◆ **Records provided**
PR #798, opened 2018-02-08
test(Entity): Add Array.prototype problem reproducer

livthomas:
I have added a reproducer for bug #781. Once the tests fail, you can clearly see where the problem is.

I have not added it to [my previous pull request](https://github.com/ngrx/platform/pull/782) with the fix because I am not sure if you want to have something like this in the unit tests.


MikeRyanDev:
Thanks! Now if you'll roll this up into the other MR I'll get it merged in!

PR #824, opened 2018-02-15
build: Introduce Bazel

alexeagle:
Can now `bazel build modules/...`


kylecordes:
For the usual reasons around eventually running into a case insensitive file system, would it be wise to name the other BUILD file BUILD.bazel?  Or can we be confident that there would never be any possible reason for a build directory to be needed in that spot?

(Scars over here from non-Bazel cases where a project started on Linux, ended up on Mac or Windows, with great misery around cased name conflicts...)

alexeagle:
@kylecordes I did have to name the root one `BUILD.bazel` to avoid conflict. I was playing with the idea of the shorter filenames here since it's green-field, but you're probably right that it's just not worth the hassle

MikeRyanDev:
@kylecordes I'm going to merge as-is. I don't foresee a conflict ever arising.

PR #826, opened 2018-02-16
chore: Remove Codegen from Platform

MikeRyanDev:


kuncevic:
Hi guys can you rovide some backgorund on that PR?
Does that means that all the functionality that Codegen supposed to provide now will be handled by https://github.com/ngrx/platform/tree/next/modules/schematics ?

PR #836, opened 2018-02-17
build: Add Store unit tests to Bazel

MikeRyanDev:


BUILD.bazel
```diff
@@ -1,17 +1,25 @@
...
-genrule(
-    name = "true",
-    outs = ["true.sh"],
-    cmd = "echo true > $@",
-)
-
-sh_test(
-    name = "tautology_test",
-    srcs = [":true.sh"],
+filegroup(
```
MikeRyanDev: It isn't clear to me if I should be using the dependencies installed from running Yarn at the root for tests or if I should do something similar to the `ngrx_compile_time_deps` for tests.

modules/store/spec/edge.spec.ts
```diff
@@ -21,11 +21,17 @@ describe('ngRx Store', () => {
     let store: Store<TodoAppSchema>;
 
     beforeEach(() => {
-      const injector = createInjector(
-        StoreModule.forRoot<TodoAppSchema>({ todos, todoCount } as any)
-      );
+      try {
+        TestBed.resetTestingModule();
```
MikeRyanDev: When running these tests via `jasmine_node_test` the `TestBed` is not automatically reset.

tools/defaults.bzl
```diff
@@ -1,9 +1,27 @@
...
+load("@build_bazel_rules_nodejs//:defs.bzl", _jasmine_node_test = "jasmine_node_test")
 
 def ts_library(tsconfig = None, node_modules = None, **kwargs):
   if not tsconfig:
     tsconfig = "//:tsconfig.json"
   if not node_modules:
     node_modules = "@ngrx_compiletime_deps//:node_modules"
   _ts_library(tsconfig = tsconfig, node_modules = node_modules, **kwargs)
+
+def ts_test_library(node_modules = None, **kwargs):
```
MikeRyanDev: Is this an OK pattern of defining my own rules that just set defaults for existing rules similar to what you've done with `ts_library`? Or should I be more explicit in `BUILD` files?

tools/defaults.bzl
```diff
@@ -1,9 +1,27 @@
...
+  if not node_modules:
+    node_modules = "//:ngrx_test_dependencies"
+  ts_library(node_modules = node_modules, testonly = 1, **kwargs)
+
+def jasmine_node_test(node_modules = None, bootstrap = None, deps = [], **kwargs):
+  if not node_modules:
+    node_modules = "//:ngrx_test_dependencies"
+  if not bootstrap:
+    bootstrap = ["ngrx/tools/testing/bootstrap_node_tests.js"]
```
MikeRyanDev: It didn't seem like I could pass a label here.

BUILD.bazel
alexeagle: You have both options.
In the case of tests, your users probably don't expect to build/run these from source. At the same time, your users *would* download and install the `ngrx_compiletime_deps` so it's not nice to add test-only dependencies there.
I think I'd probably re-use the `node_modules` directory installed by yarn (note you can use `bazel run @yarn//:yarn` to do that with Bazel's version of node and yarn).

modules/store/spec/edge.spec.ts
alexeagle: I don't know much about TestBed, but I would expect `jasmine_node_test` just evaluates all scripts, and wouldn't do anything special to reset test state - that would be the job of whatever framework you are testing?

alexeagle: Can you help me understand what layer was doing this job before?

tools/defaults.bzl
alexeagle: It ought to allow `"$(location //my:label)"` but doesn't yet :(
https://github.com/bazelbuild/rules_nodejs/issues/32

tools/defaults.bzl
alexeagle: This is a macro (you can tell because you didn't call the `rule` factory function) and macros can be the gateway to a bad time. In Google, there are a lot of macros that produce surprising combinations of targets, and make the BUILD files look very different from the result of `bazel query --output=build`.
This usage is okay though, matching the criteria:
- it should only wrap one rule, not multiple
- it should just set defaults

This looks clever and reasonable to me :)

tools/testing/bootstrap_node_tests.ts
```diff
@@ -0,0 +1,32 @@
...
+// otherwise the patch will not work.
+//    This is needed since Bazel creates a new instance of jasmine and it's ENV and we want to make
+//    sure it gets the same one.
+jasmineCore.boot = function() {
+  return patchedJasmine;
+};
+
+require('zone.js/dist/jasmine-patch.js');
+
+TestBed.initTestEnvironment(ServerTestingModule, platformServerTesting());
```
alexeagle: maybe in this spot you could install jasmine lifecycle hooks so that you don't need to worry about resetting the TestBed and whatnot?
I've used https://jasmine.github.io/2.1/custom_reporter.html before (but it's smelly to have a reporter messing with test state... maybe there's another way?)

modules/store/spec/edge.spec.ts
MikeRyanDev: Currently Angular's core testing library owns resetting the testing module: https://github.com/angular/angular/blob/master/packages/core/testing/src/before_each.ts#L25

I'm assuming that the `beforeEach` hook it is calling belongs to a different Jasmine environment.

BUILD.bazel
MikeRyanDev: Good deal. This PR follows your suggestion and re-uses the top level `node_modules` directory.

tools/testing/bootstrap_node_tests.ts
MikeRyanDev: I got around the issue for now by overriding Angular's `TestBed.configureTestingModule` to always reset the testing module before reconfiguring it.

modules/store/spec/edge.spec.ts
MikeRyanDev: I was able to confirm that the Jasmine environment I'm working with in the bootstrap script is different from the one being used when running my tests. I wasn't able to add a custom reporter in bootstrap, for instance.

brandonroberts:
LGTM

alexeagle:
Mike, any action items for me as follow-ups to this PR? Does this all work
the way you'd expect, or should we fix something around the
bootstrap/jasmine/beforeEach ergonomics?

MikeRyanDev:
@alexeagle I do think the issue with Angular's testing package and Jasmine is a real bug. We have a temporary fix working for us right now.

alexeagle:
Okay, could you file that somewhere? I'll probably need to enlist some help
on the team to understand how this is meant to work.
/cc @vikerman

PR #838, opened 2018-02-18
chore(docs): remove typo in store README

peterbsmith2:


docs/store/README.md
```diff
@@ -96,7 +96,7 @@ export class MyAppComponent {
   count$: Observable<number>;
 
   constructor(private store: Store<AppState>) {
-    this.count$ = store.pipe(select('count'));
+    this.count$ = this.store.pipe(select('count'));
```
brandonroberts: Why the change? Either way is valid since its in the constructor.

peterbsmith2: @brandonroberts I was running examples last night and encountered an error. I may have been at less than my best. So you're right and I think this is unnecessary now.

PR #844, opened 2018-02-20
fix(StoreDevtools): Recompute state history when reducers are updated

brandonroberts:
This fixes the issue with time-traveling to previous states before the reducers were updated. Each state history item will be recomputed with the latest reducer.


MikeRyanDev:
This is the same behavior as Redux's devtools, right?

brandonroberts:
Mostly. The difference is that the history is recomputed with the `@ngrx/store/update-reducers` action instead of the original one.

PR #845, opened 2018-02-20
build: Add remaining unit tests to Bazel

MikeRyanDev:


MikeRyanDev:
This also verifies that all packages except for Schematics are now building with Bazel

◆ **Exercise requirements**
Nothing in the records above may be left out when you repeat them exactly.

◆ **Worked solution**
PR #798, opened 2018-02-08
test(Entity): Add Array.prototype problem reproducer

livthomas:
I have added a reproducer for bug #781. Once the tests fail, you can clearly see where the problem is.

I have not added it to [my previous pull request](https://github.com/ngrx/platform/pull/782) with the fix because I am not sure if you want to have something like this in the unit tests.


MikeRyanDev:
Thanks! Now if you'll roll this up into the other MR I'll get it merged in!

PR #824, opened 2018-02-15
build: Introduce Bazel

alexeagle:
Can now `bazel build modules/...`


kylecordes:
For the usual reasons around eventually running into a case insensitive file system, would it be wise to name the other BUILD file BUILD.bazel?  Or can we be confident that there would never be any possible reason for a build directory to be needed in that spot?

(Scars over here from non-Bazel cases where a project started on Linux, ended up on Mac or Windows, with great misery around cased name conflicts...)

alexeagle:
@kylecordes I did have to name the root one `BUILD.bazel` to avoid conflict. I was playing with the idea of the shorter filenames here since it's green-field, but you're probably right that it's just not worth the hassle

MikeRyanDev:
@kylecordes I'm going to merge as-is. I don't foresee a conflict ever arising.

PR #826, opened 2018-02-16
chore: Remove Codegen from Platform

MikeRyanDev:


kuncevic:
Hi guys can you rovide some backgorund on that PR?
Does that means that all the functionality that Codegen supposed to provide now will be handled by https://github.com/ngrx/platform/tree/next/modules/schematics ?

PR #836, opened 2018-02-17
build: Add Store unit tests to Bazel

MikeRyanDev:


BUILD.bazel
```diff
@@ -1,17 +1,25 @@
...
-genrule(
-    name = "true",
-    outs = ["true.sh"],
-    cmd = "echo true > $@",
-)
-
-sh_test(
-    name = "tautology_test",
-    srcs = [":true.sh"],
+filegroup(
```
MikeRyanDev: It isn't clear to me if I should be using the dependencies installed from running Yarn at the root for tests or if I should do something similar to the `ngrx_compile_time_deps` for tests.

modules/store/spec/edge.spec.ts
```diff
@@ -21,11 +21,17 @@ describe('ngRx Store', () => {
     let store: Store<TodoAppSchema>;
 
     beforeEach(() => {
-      const injector = createInjector(
-        StoreModule.forRoot<TodoAppSchema>({ todos, todoCount } as any)
-      );
+      try {
+        TestBed.resetTestingModule();
```
MikeRyanDev: When running these tests via `jasmine_node_test` the `TestBed` is not automatically reset.

tools/defaults.bzl
```diff
@@ -1,9 +1,27 @@
...
+load("@build_bazel_rules_nodejs//:defs.bzl", _jasmine_node_test = "jasmine_node_test")
 
 def ts_library(tsconfig = None, node_modules = None, **kwargs):
   if not tsconfig:
     tsconfig = "//:tsconfig.json"
   if not node_modules:
     node_modules = "@ngrx_compiletime_deps//:node_modules"
   _ts_library(tsconfig = tsconfig, node_modules = node_modules, **kwargs)
+
+def ts_test_library(node_modules = None, **kwargs):
```
MikeRyanDev: Is this an OK pattern of defining my own rules that just set defaults for existing rules similar to what you've done with `ts_library`? Or should I be more explicit in `BUILD` files?

tools/defaults.bzl
```diff
@@ -1,9 +1,27 @@
...
+  if not node_modules:
+    node_modules = "//:ngrx_test_dependencies"
+  ts_library(node_modules = node_modules, testonly = 1, **kwargs)
+
+def jasmine_node_test(node_modules = None, bootstrap = None, deps = [], **kwargs):
+  if not node_modules:
+    node_modules = "//:ngrx_test_dependencies"
+  if not bootstrap:
+    bootstrap = ["ngrx/tools/testing/bootstrap_node_tests.js"]
```
MikeRyanDev: It didn't seem like I could pass a label here.

BUILD.bazel
alexeagle: You have both options.
In the case of tests, your users probably don't expect to build/run these from source. At the same time, your users *would* download and install the `ngrx_compiletime_deps` so it's not nice to add test-only dependencies there.
I think I'd probably re-use the `node_modules` directory installed by yarn (note you can use `bazel run @yarn//:yarn` to do that with Bazel's version of node and yarn).

modules/store/spec/edge.spec.ts
alexeagle: I don't know much about TestBed, but I would expect `jasmine_node_test` just evaluates all scripts, and wouldn't do anything special to reset test state - that would be the job of whatever framework you are testing?

alexeagle: Can you help me understand what layer was doing this job before?

tools/defaults.bzl
alexeagle: It ought to allow `"$(location //my:label)"` but doesn't yet :(
https://github.com/bazelbuild/rules_nodejs/issues/32

tools/defaults.bzl
alexeagle: This is a macro (you can tell because you didn't call the `rule` factory function) and macros can be the gateway to a bad time. In Google, there are a lot of macros that produce surprising combinations of targets, and make the BUILD files look very different from the result of `bazel query --output=build`.
This usage is okay though, matching the criteria:
- it should only wrap one rule, not multiple
- it should just set defaults

This looks clever and reasonable to me :)

tools/testing/bootstrap_node_tests.ts
```diff
@@ -0,0 +1,32 @@
...
+// otherwise the patch will not work.
+//    This is needed since Bazel creates a new instance of jasmine and it's ENV and we want to make
+//    sure it gets the same one.
+jasmineCore.boot = function() {
+  return patchedJasmine;
+};
+
+require('zone.js/dist/jasmine-patch.js');
+
+TestBed.initTestEnvironment(ServerTestingModule, platformServerTesting());
```
alexeagle: maybe in this spot you could install jasmine lifecycle hooks so that you don't need to worry about resetting the TestBed and whatnot?
I've used https://jasmine.github.io/2.1/custom_reporter.html before (but it's smelly to have a reporter messing with test state... maybe there's another way?)

modules/store/spec/edge.spec.ts
MikeRyanDev: Currently Angular's core testing library owns resetting the testing module: https://github.com/angular/angular/blob/master/packages/core/testing/src/before_each.ts#L25

I'm assuming that the `beforeEach` hook it is calling belongs to a different Jasmine environment.

BUILD.bazel
MikeRyanDev: Good deal. This PR follows your suggestion and re-uses the top level `node_modules` directory.

tools/testing/bootstrap_node_tests.ts
MikeRyanDev: I got around the issue for now by overriding Angular's `TestBed.configureTestingModule` to always reset the testing module before reconfiguring it.

modules/store/spec/edge.spec.ts
MikeRyanDev: I was able to confirm that the Jasmine environment I'm working with in the bootstrap script is different from the one being used when running my tests. I wasn't able to add a custom reporter in bootstrap, for instance.

brandonroberts:
LGTM

alexeagle:
Mike, any action items for me as follow-ups to this PR? Does this all work
the way you'd expect, or should we fix something around the
bootstrap/jasmine/beforeEach ergonomics?

MikeRyanDev:
@alexeagle I do think the issue with Angular's testing package and Jasmine is a real bug. We have a temporary fix working for us right now.

alexeagle:
Okay, could you file that somewhere? I'll probably need to enlist some help
on the team to understand how this is meant to work.
/cc @vikerman

PR #838, opened 2018-02-18
chore(docs): remove typo in store README

peterbsmith2:


docs/store/README.md
```diff
@@ -96,7 +96,7 @@ export class MyAppComponent {
   count$: Observable<number>;
 
   constructor(private store: Store<AppState>) {
-    this.count$ = store.pipe(select('count'));
+    this.count$ = this.store.pipe(select('count'));
```
brandonroberts: Why the change? Either way is valid since its in the constructor.

peterbsmith2: @brandonroberts I was running examples last night and encountered an error. I may have been at less than my best. So you're right and I think this is unnecessary now.

PR #844, opened 2018-02-20
fix(StoreDevtools): Recompute state history when reducers are updated

brandonroberts:
This fixes the issue with time-traveling to previous states before the reducers were updated. Each state history item will be recomputed with the latest reducer.


MikeRyanDev:
This is the same behavior as Redux's devtools, right?

brandonroberts:
Mostly. The difference is that the history is recomputed with the `@ngrx/store/update-reducers` action instead of the original one.

PR #845, opened 2018-02-20
build: Add remaining unit tests to Bazel

MikeRyanDev:


MikeRyanDev:
This also verifies that all packages except for Schematics are now building with Bazel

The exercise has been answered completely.